Unable to overfit on a very small training data

zimmer550 · November 2, 2019, 3:10am

Hello. I don’t know where else to ask this. Basically, I successfully extract features from a sequence of images and then concatenate this feature vector with a vector of bounding box coordinates and I put this long vector through a two-layer fully-connected layer to obtain bounding box coordinates of the future.

I wanted to see whether I can overfit a small subset of my data. So, I use this method on a sequence of just 150 images. I am unable to overfit it, in fact the loss function keeps increasing. I have done a lot to try to deal with this. I normalize the input to my fc-layer by using torch.nn.functional.normalize(). My fc-layer is a two-layer network which takes a 1028 vector as input and has one hidden layer with size 516 and the output is a vector of 4 values which are added to the input to predicit the future location of the bounding boxes.

Please tell me what kind of problems could I be facing here? When something like this happens, does it mainly mean that there is no sensible relationship between the input and output or could some hyperparamter tuning fix this? (I also increased and decreased the learning rate using Adam without any weight decay)

ptrblck · November 2, 2019, 8:30am

If your loss increases, could you check you’ve zeroed out the gradients via optimizer.zero_grad() or model.zero_grad()?

If you didn’t forget it, could you post some information regarding your training, e.g. which criterion are you using?
Note that nn.MSELoss was automatically broadcasting the target or output without a warning in older PyTorch versions. You should get a warning (since 1.1.0?) now.

If neither is the case, you might need to tune the hyperparameters further.
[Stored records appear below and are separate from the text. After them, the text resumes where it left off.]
PR #1835, opened 2015-07-29
fix error occurring with Debian

pilou-:
Error was: AttributeError: 'SourcesList' object has no attribute 'repos_urls'

PR #1842, opened 2015-07-30
another solution to apt_repository/repos_urls traceback on Debian (PR #1738, bug #1684)

amenonsen:
This fixes the `i[3]` reference in one commit, and adds a Debian version of `repos_urls` without ppa handling. This does work on Debian and should work on Ubuntu (since the code hasn't changed there, except to call `_expand_ppa` with the right arguments).

### DIFF
--- a/packaging/os/apt_repository.py
+++ b/packaging/os/apt_repository.py
@@ -438,7 +438,7 @@ def main():
     if isinstance(distro, aptsources_distro.UbuntuDistribution):
         sourceslist = UbuntuSourcesList(module,
             add_ppa_signing_keys_callback=get_add_ppa_signing_key_callback(module))
-    elif isinstance(distro, aptsources_distro.DebianDistribution) or isinstance(distro, aptsources_distro.Distribution):
+    elif isinstance(distro, aptsources_distro.Distribution):
         sourceslist = SourcesList(module)
     else:
         module.fail_json(msg='Module apt_repository supports only Debian and Ubuntu.')
--- a/packaging/os/apt_repository.py
+++ b/packaging/os/apt_repository.py
@@ -390,7 +390,7 @@ class UbuntuSourcesList(SourcesList):
                     continue
 
                 if source_line.startswith('ppa:'):
-                    source, ppa_owner, ppa_name = self._expand_ppa(i[3])
+                    source, ppa_owner, ppa_name = self._expand_ppa(source_line)
                     _repositories.append(source)
                 else:
                     _repositories.append(source_line)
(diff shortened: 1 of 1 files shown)


amenonsen:
I pushed an additional commit to this PR to clean up the unnecessarily convoluted HAVE_PYTHON_APT logic (there were double-tests in multiple places, and an annoyingly vague error message). It's tested on Debian and works fine. This can be merged on its own too, if desired.

amenonsen:
And on further consideration, here's another commit that adds a Debian-specific version of `_expand_ppa` that always fails. Because otherwise, if you actually tried to add a ppa repository on Debian, you would get the following traceback because of the call in `main`:

```
AttributeError: 'SourcesList' object has no attribute '_expand_ppa'
```

After this change, here's what I get:

```
fatal: [localhost]: FAILED! => {"changed": false, "failed": true, "msg": "ppa repositories are supported only on Ubuntu
```

This implements the behaviour that @sashka seemed to intend for #1738, i.e. that adding ppas fails cleanly on Debian. @abadger does this look OK to you? It works on Debian for me.

/cc @pilou- @verm666 @dalyc does this work for you?

amenonsen:
See https://github.com/amenonsen/ansible-modules-core/tree/repounsplit for an alternative implementation that removes the `UbuntuSourcesList` class altogether. This works with both normal repo lines and ppas on Debian for me. I think this implementation is actually cleaner and more understandable than what we had earlier.

@abadger, I'll await your verdict, if you prefer to commit the single-class version, let me know and I can submit that as a separate PR and close this one. Or if you want to stick to the intention of the original code as @sashka described it, then this PR is the conservative option that still does a bit of worthwhile cleanup.

pilou-:
A PPA is just an APT repository: adding a PPA repository on Debian should work.

sashka:
PPA is an APT repository, `ppa:` shortcut is not.

pilou-:
@sashka indeed, #1835 was not that bad ;)

amenonsen:
@pilou- in fact, I think #1835 was better than what I did. Since your PR was already closed, I included your commit in this PR instead of my earlier solution. @sashka note that @pilou-'s solution doesn't need to put any `repos_urls` or `expand_ppa` into the base class at all. I look forward to any comments. For the record, trying a `ppa:` repo string on Debian now gives this error:

```
fatal: [localhost]: FAILED! => {"changed": false, "failed": true, "msg": "Invalid repository string: ppa:nginx/stable"}
```

sashka:
:+1:

I also passed it through simple testing like this: https://gist.github.com/sashka/f4f6704224f4fc1e8a98
It works like a charm.

abadger:
Thanks @amenonsen,  @verm666, and @pilou- for implementations and @sashka for reviewing!  glad to get this merged.

# Merged

Hi!

issue is resolved.

Thank you!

zimmer550 · November 2, 2019, 4:56pm

Loss is oscillating around some value but that is usually very large. Some more context below:

So, I have a pre-trained RNN encoder decoder architecture which extracts a feature vector from a sequence of images. I trained those using self-supervised learning (more details in this paper: https://arxiv.org/pdf/1909.04656.pdf) and I am confident they are extracting the correct features because their loss function (after just 5 epochs) drops to 1.5 or something.

So, in order to predict the bounding box coordinates of an agent (I am basically trying to do what nvidia is working on here: https://blogs.nvidia.com/blog/2019/05/22/drive-labs-predicting-future-motion/), I extract features from the sequence of entire images, then I extract features from the sequence of the agent’s image and then I concatenate these two feature vectors with the most recent bounding box coordinates of the agent. This long vector has a length of 1028.

I put this one long vector through a fully connected layer of hidden size 512 and output size of 4. The outputs are not the raw bounding box coordinates in the future but delta values that are added into the input to get the future bounding box coordinates.

In every attempt, I noticed that my output would start with very small values (0.00012 etc) and then, within just 5 epochs they would get to huge values around 9.23 or -23.41 etc. for every agent and then they would just linger there and not change much at all.

I have double checked everything, I normalize the two feature vectors and the most recent bounding box coordinates separately before concatenating them (normalized using torch.nn.functional.normalize() and I double check that they are normalized by summing all elements along a row for each vector). I increase and decrease the learning rate (Adam and I also try having some weight decay but no change).

The only optimizer here is the optimizer for the fully connected layer which I set to zero before the main loop where I add up the values of all the loss functions before doing backprop outside the loop (I only do fc_optimizer.zero_grad() and not fc_model.zero_grad(), is there any difference between the two?)

Honestly, right now I am just trying a completely different approach since if my model can’t even overfit 150 images then the model simply can’t capture the relationship between the current input and desired output.